Having established that this problem can’t be solved by focusing on the Geth client itself, we expand our focus to the minority clients. Here is what the network looks like today according to Etherscan data
- Geth: 75%
- Parity: 15%
- OpenEthereum: 5%
- Nethermind: 1%
None of the other clients on the network have a meaningful market share.
To the best of my current knowledge, there are four minority clients actively working towards being viable mainnet clients for production use.
- Nethermind
- Besu
- Turbo Geth
- Trinity
I won’t go into specifics about any of these. Instead, I want to look at the broader trend. With the exception of maybe Nethermind and Besu very recently, there has not been a new client introduced to the network which could sync and operate reliably since Parity joined the party years ago. Why haven’t we seen more clients join the network? Why aren’t the current minority clients progessing faster and being used more broadly?
I have spent almost three years working on the Trinity Ethereum client.
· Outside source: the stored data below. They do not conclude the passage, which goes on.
PR #2641, opened 2022-05-26
Fix: format/pe: baddr = 0x0000 0000

### LINKED ISSUE #2640: Fix: format PE32+ baddr
I got a PE32+ binary with baddr = 0x0 which is not "messed up".

I see no reason to set this to 0x10000

```
rz-bin -H myfile
paddr      name                                    vaddr      comment    
-------------------------------------------------------------------------
...
0x00000e88 ImageBase                               0x00000e88 0x00000000
```

### Work environment

| File format of the file you reverse (mandatory)      | PE32+
| Architecture/bits of the file (mandatory)            | ARM64
| `rizin -v` full output, **not truncated** (mandatory)  | rizin 0.3.1 @ linux-x86-64 commit: 6ef55aa63a563864774f4777dcd1a69933b62a72, build: 2021-11-24__12:29:16

### Expected behavior
```
rz-bin -I myfile
[Info]
arch     arm
cpu      N/A
baddr    0x00000000
binsz    0x000a0000
bintype  pe
bits     64
retguard false
class    PE32+
...

o myfile

[0x00001000]> om
 1 fd: 3 +0x00001000 0x00001000 - 0x00083fff r-x fmap..text
```

### Actual behavior
```
rz-bin -I myfile
[Info]
arch     arm
cpu      N/A
baddr    0x00010000
binsz    0x000a0000
bintype  pe
bits     64
retguard false
class    PE32+
...

[0x00011000]> om
 1 fd: 3 +0x00001000 0x00011000 - 0x00092fff r-x fmap..text
```

- rz-bin -H is correct
- rz-bin -I is not
- rizin "o myfile" mapping gets messed

if (!imageBase) {
//this should only happens with messed up binaries

Well, myfile is not messed up at all.

chr-chr:
This messed up loading binaries having ImageBase 0x0

 

**Detailed description**

See issue #2640

**Closing issues**

fixes #2640

### DIFF
--- a/librz/bin/format/pe/pe.c
+++ b/librz/bin/format/pe/pe.c
@@ -403,12 +403,6 @@ ut64 PE_(rz_bin_pe_get_image_base)(struct PE_(rz_bin_pe_obj_t) * bin) {
 		return 0LL;
 	}
 	imageBase = bin->nt_headers->optional_header.ImageBase;
-	if (!imageBase) {
-		// this should only happens with messed up binaries
-		// XXX this value should be user defined by bin.baddr
-		// but from here we can not access config API
-		imageBase = 0x10000;
-	}
 	return imageBase;
 }
 


chr-chr:
from the failing check:
```
[XX] db/formats/pe/virtrelocXP PE: corkami virtrelocXP.exe - entrypoint
RZ_NOPLUGINS=1 rizin -escr.utf8=0 -escr.color=0 -escr.interactive=0 -N -Qc s bins/pe/virtrelocXP.exe
-- stdout
--- expected
+++ actual
@@ -1,1 +1,1 @@
-0x10138
+0x138
```
where are those test files?

Is there anything in the PE32 spec that makes baddr=0x0 to 0x10000 ?!

wargio:
> from the failing check:
> 
> ```
> [XX] db/formats/pe/virtrelocXP PE: corkami virtrelocXP.exe - entrypoint
> RZ_NOPLUGINS=1 rizin -escr.utf8=0 -escr.color=0 -escr.interactive=0 -N -Qc s bins/pe/virtrelocXP.exe
> -- stdout
> --- expected
> +++ actual
> @@ -1,1 +1,1 @@
> -0x10138
> +0x138
> ```
> 
> where are those test files?
> 
> Is there anything in the PE32 spec that makes baddr=0x0 to 0x10000 ?!

i think is fine to just change the test to match an entry point as `0x138` the test is here: https://github.com/chr-chr/rizin/blob/dev/test/db/formats/pe/virtrelocXP#L12

ret2libc:
I would double check though. IDA loads this binary at 0x10000 as well, so there may be a reason after all.

ret2libc:
Please have a look at https://code.google.com/archive/p/corkami/wikis/PE.wiki, in particular the ImageBase section.


> is a multiple of 10000h
> can be null, under XP. In this case, the binary will be relocated to 10000h
ibnullXP.exe has a null imagebase, and relocations

chr-chr:
Hi,

I did a deeper look

> Please have a look at https://code.google.com/archive/p/corkami/wikis/PE.wiki, in particular the ImageBase section.
> 
> > can be null, under XP. In this case, the binary will be relocated to 10000h

So firstly this is not an official documentation. I have no clue about Windows but I'm not surprised if it does funny things.
I am wondering about the comment in the code: I think "messed up binaries" doesn't refer to windows but the testfile:

https://github.com/indrora/corkami/blob/master/src/PE/virtrelocXP.asm
> call [__imp__printf + 10000h]

Intentional crafted ?!

And there is documentation:

https://docs.microsoft.com/en-us/windows/win32/debug/pe-format

```
PE32 contains this additional field, which is absent in PE32+, following BaseOfCode.
Offs | size | Field
24 | 4 | BaseOfData | The address that is relative to the image base of the beginning-of-data section when it is loaded into memory.
...
28/24 | 4/8 | ImageBase:
The preferred address of the first byte of image when loaded into memory;
must be a multiple of 64 K. The default for DLLs is 0x10000000.
The default for Windows CE EXEs is 0x00010000.
The default for Windows NT, Windows 2000, Windows XP, Windows 95, Windows 98, and Windows Me is 0x00400000.
```

It says nothing about substituting 0x0

The test file is PE32 (magic 0x010b)

My files are PE32+ (magic 0x020b). They are from an arm64 UEFI firmware.
Double checked: they don't like this offset 0x10000

So which file flags we can consider?!
```
- if (!imageBase)
+ if ( !imageBase && (windows....whatever) )
```

chr-chr:
rz-bin -I myfile shows up "BaseOfData" which is absent in PE32+
Instead "ImageBase" is 8 bytes

needs to review the PE parser ....

XVilka:
> So firstly this is not official documentation. I have no clue about Windows but I'm not surprised if it does funny things.
I am wondering about the comment in the code: I think "messed up binaries" doesn't refer to windows but the test file:

Don't blindly trust documentation, it's sometimes imprecise or false, any kind of documentation. All files constructed by corkami are valid PE files and considered so by the Windows itself - they are still runnable despite all deviations from the "specification".

XVilka:
> My files are PE32+ (magic 0x020b). They are from an arm64 UEFI firmware.

Check the PE "Subsystem", you can apply this logic only if it's UEFI: https://docs.microsoft.com/en-us/windows/win32/debug/pe-format#windows-subsystem

XVilka:
Maybe some example UEFI app can be used as a test?

chr-chr:
> > My files are PE32+ (magic 0x020b). They are from an arm64 UEFI firmware.
> 
> Check the PE "Subsystem", you can apply this logic only if it's UEFI: https://docs.microsoft.com/en-us/windows/win32/debug/pe-format#windows-subsystem

yes, this can do the trick,

testfile is 0x3 IMAGE_SUBSYSTEM_WINDOWS_CUI
myfile is 0xa IMAGE_SUBSYSTEM_EFI_APPLICATION

So apply 0x10000 ("Windows CE EXE") to 0x3 only *)
or exclude # 10 to # 13 (EFI crap)

*) all listed OS are 32 bits only, can they PE32+ aka PE64?!

XVilka:
@chr-chr I think, it's better to be conservative and exclude only EFI stuff, at least for now.

chr-chr:
Well,

I asked on #winehackers for some enlightenment and I got:

> addresses below 0x10000 are invalid on Windows

At least we can drop a warning while opening such a file.

>  at very least you have a corner case here that I don't think we've 
 encountered. Of course maliciously or hand crafted binaries can trigger 
 whatever kind of corner cases, but usually we don't have to run them :-)

Great idea, let's try:

>  wine virtrelocXP.exe
> Application could not be started, or no application associated with the specified file.
> ShellExecuteEx failed: File not found.

I'd like to say if the file is broken, use hexedit. (I did, still file fails to execute)
or use -B $((0x10000)) command line option would make the test happy!

In my case -B 0 works on loading, but this fails loading via a project.
That deserves another bug report.

XVilka:
Wine is not Windows. And this file targets Windows XP in particular. Rizin is not an OS - it's a reverse engineering tool. It should be able to open any kind of file, broken or not, trying to extract as much information as possible. While for running Rizin itself we support only Windows 7 and higher, it should be able to open files for Windows 3.1, 3.11, NT 4, 95, 98, MS-DOS, FreeDOS, etc.
Thus, I suggest just adding that EFI check.

chr-chr:
> Wine is not Windows.

My aim was to ask who may know more about this.
Windows perspective is clear: don't load. There is no automagic relocating happening.
So, the test file is a rouge corner case.

> And this file targets Windows XP in particular.

It pretends to be XP from file name and IMAGE_SUBSYSTEM_WINDOWS_CUI = 3

> Rizin is not an OS - it's a reverse engineering tool. It should be able to open any kind of file, broken or not, trying to extract as much information as possible.

Of course, sir!

And here the guess for a XP would be 0x00400000.
0x10000 would be CE "IMAGE_SUBSYSTEM_WINDOWS_CE_GUI " = 9 ?!

What I don't like is that this magic/guess relocation happens without any notice.
Reminds me to the comment:
```
//this should only happens with messed up binaries
//XXX this value should be user defined by bin.baddr
//but from here we can not access config API
```
I agree, this happens at the wrong location. The legit way for this corner case is setting the address like the -B option does.

> Thus, I suggest just adding that EFI check.

If a file is rouge we can't trust the subsystem field either.

I'd like to drop this into PE_(read_nt_headers)():
```
if (headers->optional_header.ImageBase < 0x10000) {
		eprintf("ImageBase below 0x10000 is invalid on Windows target. Use the -B option to relocate.\n");
		eprintf("Preferred addresses are:\n");
		eprintf("0x10000000 DLLs\n");
		eprintf("0x00010000 Windows CE EXEs\n");
		eprintf("0x00400000 Windows NT, 2000, XP, 95, 98, and Me\n");
}
```
This would handle plus 0xfffe corner cases and a good hint to the user.

wargio:
If you want to add that check, i would suggest to use it and throw an error.
```c
if (headers->optional_header.ImageBase < 0x10000) {
	RZ_LOG_ERROR("ImageBase value is below 0x10000, which is invalid on Windows target. Please set the base address to relocate.\n"
					"Preferred addresses are:\n"
					"- 0x10000000 DLLs\n"
					"- 0x00010000 Windows CE EXEs\n"
					"- 0x00400000 Windows NT, 2000, XP, 95, 98, and Me\n");
	return false;
}
```

ret2libc:
> If you want to add that check, i would suggest to use it and throw an error.
> 
> ```c
> if (headers->optional_header.ImageBase < 0x10000) {
> 	RZ_LOG_ERROR("ImageBase value is below 0x10000, which is invalid on Windows target. Please set the base address to relocate.\n"
> 					"Preferred addresses are:\n"
> 					"- 0x10000000 DLLs\n"
> 					"- 0x00010000 Windows CE EXEs\n"
> 					"- 0x00400000 Windows NT, 2000, XP, 95, 98, and Me\n");
> 	return false;
> }
> ```

I'm not sure I like this. @chr-chr is correct saying that PE are not just windows. So failing to load a PE because windows does not load it is not good IMHO.

Anyway, my question is: what is the problem with having the binary loaded by default at 0x100000 (or `-B` if specified?)? Even if your UEFI bin (PE) has ImageBase=0, it should be relocatable, right? I think the problem I saw in the PE binary is that some relocations are not correctly applied.

XVilka:
I think PE binaries for UEFI are made unrelocatable to simplify compilation
and loading process.

chr-chr:
> Anyway, my question is: what is the problem with having the binary loaded by default at 0x100000 (or -B if specified?)?

That forced me to use -B 0 . The testfile can be happily use -B because it's test ends.

But I want to use the Ps feature. And the Po feature.
So this and that makes it showstopper to me:

https://github.com/rizinorg/cutter/issues/2541

Fixing the -B option is actually a greater challenge.

To sum this up:

I was expecting the file gets read in as it is (rz-bin -H header) and I was piss^Wwondering about this offset (rz-bin -I )
Windows would not load that testfile but rizin can. Even at a wrong and illegal location. No reason to fail.
I'd like to add some hinting of course but at the right location. My printf's are just a proposal as they would clobber rz-bin output.
Can this just added to rz-bin -I/-H output as a note/hint?

Also best location for an implicit setting ImageBase would be in librz/bin/p/bin_pe.inc
in load_buffer() or maps() ....

chr-chr:
I put some hacking on it:

https://github.com/rizinorg/rizin/compare/dev...chr-chr:dev.fixing

and by the way: the 'o' command was bugged aswell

I’m going to gloss over the details, but my conclusion after working for a long time to try and introduce a new client to the network is that it is prohibitively difficult.
Problem Statement #3
Creating an Ethereum client is too difficult. This has lead to poor client diversity, which leaves the network in a vulnerable position.
Now we’re getting somewhere. A naive approach to our current client diversity problem would be to try and provide better support for minority clients. One problem with this approach is that Geth has years of head start. We cannot reasonably expect new clients to catch up anytime soon.
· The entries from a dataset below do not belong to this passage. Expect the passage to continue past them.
PR #2652, opened 2022-06-01
RzCore: add 'aez' help reference

ret2libc:


XVilka (approved):
I think it was done on purpose since RzIL is not yet well integrated into the analysis loop.
Anyway, OK for me.

wargio (approved):

wargio:
isn't better to just use nnewshell?

ret2libc:
We haven't converted the whole ae commands yet. Also, since we mention it in the release notes it should be accessible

So, if we cannot create new clients quickly due to the underlying difficulty in doing so, can we attack the problem from a different direction and make it easier to create clients?
Problem Statement #4
The current structure of the Ethereum network results in it being prohibitively difficult to create a client for the network. This results in the network having very few clients, and thus, poor client diversity.
Here we re-focus the problem from the clients, back to the protocol. Here are some things that are difficult in the current protocol.
- The Ethereum “state” is very large
2. Managing the local “state” requires high end hardware and complex software
3. Syncing the state in a reasonable amount of time is complex - The network stack is a “monolith”. Being part of the DevP2P
ETH
network requires you to support:- On demand access to any part of the Ethereum state and state trie
- On demand access to the full chain history
This results in a high barrier to entry for new clients since accomplishing these things, amoung the many other things an Ethereum client must do is a complex engineering task.
Problem Statement #5
I don’t think there is necessarily a 5th layer to this, but the Five Whys inspiration for this post requires me to have five things.
Conclusion
If we accept that there is a problem with client diversity, then I believe there is a strong case to be made that we can fix the problem by focusing on the network and protocols themselves. Specifically, we need to make it easier for clients to manage and sync the state, and we need to loosen the requirements placed on clients to join the DevP2P network.
I’ve intentionally stayed away from the “solution” space but I believe that the current “Stateless Ethereum” roadmap aims to address a part of this problem. Alexey’s “three networks” model likely solves the “monolith” issue. The re-genesis suggestion by Alexey would also temporarily address some of the problems as well.